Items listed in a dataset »

PR #8010, opened 2026-04-17
Handle VSphere Project-Level OS Restrictions

### LINKED ISSUE #8009: VSphere Ignores Project-Level OS Restrictions
### What happened

When an operating system is disabled at the **project level** (Edit Project → Allowed Operating Systems), the VSphere provider does not respect the restriction. The OS toggle in the UI hides the disabled OS, but VSphere's default template selection can still reference it results an inconsistent state between what the user sees and what VSphere picks.

When disabled OS at (Project Level)

Image

Currently: Shows wrong (VmTemplate) -> Workaround select OS again to select correct VmTemplate 

Image

### Expected behavior

VSphere should respect project-level OS restrictions. The effective allowed-OS list should be the intersection of admin-level and project-level settings (more restrictive wins), matching the OS selector shown in the UI.

Image

### How to reproduce

1. As an admin, ensure Ubuntu is enabled in Admin Settings → Allowed Operating Systems.
2. Edit Project → Allowed Operating Systems → disable Ubuntu.
3. Navigate to wizard create a new cluster using the VSphere provider.
4. Navigate to the Initial Nodes step.  -> check "VM Template" -> points to "ubuntu" which is wrong as "ubuntu" OS is disabled.

**Observed:** The OS toggle hides Ubuntu, but VSphere may still default to or reference the Ubuntu template.

### Current workaround

- Disable the restricted operating system at the admin (global) level in addition to the project level.
- On Initial node step **reselect** OS to trigger change and select correct VMTemplate

### Related Issue 
- Following Issue already resolved the selection of NEXT availaible OS. Therefore selection of Template would work correctly in case "Ubuntu" is disabled.
- Reference: https://github.com/kubermatic/dashboard/pull/7927

KhizerRehan:

This PR fixes an issue where the VSphere provider ignored project-level operating system restrictions and could default its
template selection to an OS that was disabled at the project scope, even though the OS selector correctly hid it.

#### After Fix
image

Defaults to Correct VMTemplate based on Available/Selected OS

Screenshot 2026-04-17 at 4 05 08 PM
  
Fixes #8009 

**What type of PR is this?**
/kind bug

```release-note
Fixed VSphere provider ignoring project-level allowed operating system restrictions during cluster creation.
```

**Documentation**:

```documentation
NONE
```

**Test issue**:

```test-issue
TBD
```

### DIFF
--- a/modules/web/src/app/core/services/node-data/service.ts
+++ b/modules/web/src/app/core/services/node-data/service.ts
@@ -110,10 +110,6 @@ export class NodeDataService {
     return this._allowedOperatingSystems$.asObservable();
   }
 
-  get allowedOperatingSystems(): AllowedOperatingSystems {
-    return this._allowedOperatingSystems$.value;
-  }
-
   set allowedOperatingSystems(value: AllowedOperatingSystems) {
     this._allowedOperatingSystems$.next(value);
   }
--- a/modules/web/src/app/core/services/node-data/service.ts
+++ b/modules/web/src/app/core/services/node-data/service.ts
@@ -38,10 +38,11 @@ import {VSphereService} from '@core/services/provider/vsphere';
 import {PresetsService} from '@core/services/wizard/presets';
 import {MachineDeployment, OPERATING_SYSTEM_PROFILE_ANNOTATION} from '@shared/entity/machine-deployment';
 import {NodeNetworkSpec, OperatingSystemSpec, Taint} from '@shared/entity/node';
+import {AllowedOperatingSystems, DEFAULT_ADMIN_SETTINGS} from '@shared/entity/settings';
 import {OperatingSystem} from '@shared/model/NodeProviderConstants';
 import {NodeData} from '@shared/model/NodeSpecChange';
 import _ from 'lodash';
-import {ReplaySubject} from 'rxjs';
+import {BehaviorSubject, Observable, ReplaySubject} from 'rxjs';
 import {NodeDataAlibabaProvider} from './provider/alibaba';
 import {NodeDataAnexiaProvider} from './provider/anexia';
 import {NodeDataAWSProvider} from './provider/aws';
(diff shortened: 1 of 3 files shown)


modules/web/src/app/node-data/basic/provider/vsphere/component.ts
```diff
@@ -126,11 +124,14 @@ export class VSphereBasicNodeDataComponent extends BaseFormValidator implements
       this._nodeDataService.nodeData.spec.operatingSystem
     );
 
-    this._settingsService.adminSettings.pipe(take(1)).subscribe(settings => {
-      if (settings.allowedOperatingSystems) {
-        this.allowedOperatingSystems = settings.allowedOperatingSystems;
-      }
-    });
+    this._nodeDataService.allowedOperatingSystems$
```
KhizerRehan, line 127: Note for Reviewer:

It was observed that the parent component already handles admin and project-level filtering for `allowedOperatingSystems`. Since this logic exists at the `NodeDataComponent` level and is consumed by providers via `NodeDataService`, duplicating the same filtering in the vSphere component is unnecessary.

To avoid duplication, the vSphere component now reads the filtered value directly from the service. The merged value is propagated through the allowedOperatingSystems `setter`, ensuring a consistent and centralised flow also keeping single source of truth from service.

let me know if any concerns

modules/web/src/app/core/services/node-data/service.ts
```diff
@@ -102,6 +106,18 @@ export class NodeDataService {
     return this._operatingSystemChanges;
   }
 
+  get allowedOperatingSystems$(): Observable<AllowedOperatingSystems> {
+    return this._allowedOperatingSystems$.asObservable();
+  }
+
+  get allowedOperatingSystems(): AllowedOperatingSystems {
```
ahmadhamzh: I think you don’t use this getter anywhere, right ?

ahmadhamzh (commented):
PTAL

ahmadhamzh (approved):
/approve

WHAT THE TASK ASKS » Whatever lines appear above, reproduce every one of them exactly.

RESPONSE TO THE TASK »
PR #8010, opened 2026-04-17
Handle VSphere Project-Level OS Restrictions

### LINKED ISSUE #8009: VSphere Ignores Project-Level OS Restrictions
### What happened

When an operating system is disabled at the **project level** (Edit Project → Allowed Operating Systems), the VSphere provider does not respect the restriction. The OS toggle in the UI hides the disabled OS, but VSphere's default template selection can still reference it results an inconsistent state between what the user sees and what VSphere picks.

When disabled OS at (Project Level)

Image

Currently: Shows wrong (VmTemplate) -> Workaround select OS again to select correct VmTemplate 

Image

### Expected behavior

VSphere should respect project-level OS restrictions. The effective allowed-OS list should be the intersection of admin-level and project-level settings (more restrictive wins), matching the OS selector shown in the UI.

Image

### How to reproduce

1. As an admin, ensure Ubuntu is enabled in Admin Settings → Allowed Operating Systems.
2. Edit Project → Allowed Operating Systems → disable Ubuntu.
3. Navigate to wizard create a new cluster using the VSphere provider.
4. Navigate to the Initial Nodes step.  -> check "VM Template" -> points to "ubuntu" which is wrong as "ubuntu" OS is disabled.

**Observed:** The OS toggle hides Ubuntu, but VSphere may still default to or reference the Ubuntu template.

### Current workaround

- Disable the restricted operating system at the admin (global) level in addition to the project level.
- On Initial node step **reselect** OS to trigger change and select correct VMTemplate

### Related Issue 
- Following Issue already resolved the selection of NEXT availaible OS. Therefore selection of Template would work correctly in case "Ubuntu" is disabled.
- Reference: https://github.com/kubermatic/dashboard/pull/7927

KhizerRehan:

This PR fixes an issue where the VSphere provider ignored project-level operating system restrictions and could default its
template selection to an OS that was disabled at the project scope, even though the OS selector correctly hid it.

#### After Fix
image

Defaults to Correct VMTemplate based on Available/Selected OS

Screenshot 2026-04-17 at 4 05 08 PM
  
Fixes #8009 

**What type of PR is this?**
/kind bug

```release-note
Fixed VSphere provider ignoring project-level allowed operating system restrictions during cluster creation.
```

**Documentation**:

```documentation
NONE
```

**Test issue**:

```test-issue
TBD
```

### DIFF
--- a/modules/web/src/app/core/services/node-data/service.ts
+++ b/modules/web/src/app/core/services/node-data/service.ts
@@ -110,10 +110,6 @@ export class NodeDataService {
     return this._allowedOperatingSystems$.asObservable();
   }
 
-  get allowedOperatingSystems(): AllowedOperatingSystems {
-    return this._allowedOperatingSystems$.value;
-  }
-
   set allowedOperatingSystems(value: AllowedOperatingSystems) {
     this._allowedOperatingSystems$.next(value);
   }
--- a/modules/web/src/app/core/services/node-data/service.ts
+++ b/modules/web/src/app/core/services/node-data/service.ts
@@ -38,10 +38,11 @@ import {VSphereService} from '@core/services/provider/vsphere';
 import {PresetsService} from '@core/services/wizard/presets';
 import {MachineDeployment, OPERATING_SYSTEM_PROFILE_ANNOTATION} from '@shared/entity/machine-deployment';
 import {NodeNetworkSpec, OperatingSystemSpec, Taint} from '@shared/entity/node';
+import {AllowedOperatingSystems, DEFAULT_ADMIN_SETTINGS} from '@shared/entity/settings';
 import {OperatingSystem} from '@shared/model/NodeProviderConstants';
 import {NodeData} from '@shared/model/NodeSpecChange';
 import _ from 'lodash';
-import {ReplaySubject} from 'rxjs';
+import {BehaviorSubject, Observable, ReplaySubject} from 'rxjs';
 import {NodeDataAlibabaProvider} from './provider/alibaba';
 import {NodeDataAnexiaProvider} from './provider/anexia';
 import {NodeDataAWSProvider} from './provider/aws';
(diff shortened: 1 of 3 files shown)


modules/web/src/app/node-data/basic/provider/vsphere/component.ts
```diff
@@ -126,11 +124,14 @@ export class VSphereBasicNodeDataComponent extends BaseFormValidator implements
       this._nodeDataService.nodeData.spec.operatingSystem
     );
 
-    this._settingsService.adminSettings.pipe(take(1)).subscribe(settings => {
-      if (settings.allowedOperatingSystems) {
-        this.allowedOperatingSystems = settings.allowedOperatingSystems;
-      }
-    });
+    this._nodeDataService.allowedOperatingSystems$
```
KhizerRehan, line 127: Note for Reviewer:

It was observed that the parent component already handles admin and project-level filtering for `allowedOperatingSystems`. Since this logic exists at the `NodeDataComponent` level and is consumed by providers via `NodeDataService`, duplicating the same filtering in the vSphere component is unnecessary.

To avoid duplication, the vSphere component now reads the filtered value directly from the service. The merged value is propagated through the allowedOperatingSystems `setter`, ensuring a consistent and centralised flow also keeping single source of truth from service.

let me know if any concerns

modules/web/src/app/core/services/node-data/service.ts
```diff
@@ -102,6 +106,18 @@ export class NodeDataService {
     return this._operatingSystemChanges;
   }
 
+  get allowedOperatingSystems$(): Observable<AllowedOperatingSystems> {
+    return this._allowedOperatingSystems$.asObservable();
+  }
+
+  get allowedOperatingSystems(): AllowedOperatingSystems {
```
ahmadhamzh: I think you don’t use this getter anywhere, right ?

ahmadhamzh (commented):
PTAL

ahmadhamzh (approved):
/approve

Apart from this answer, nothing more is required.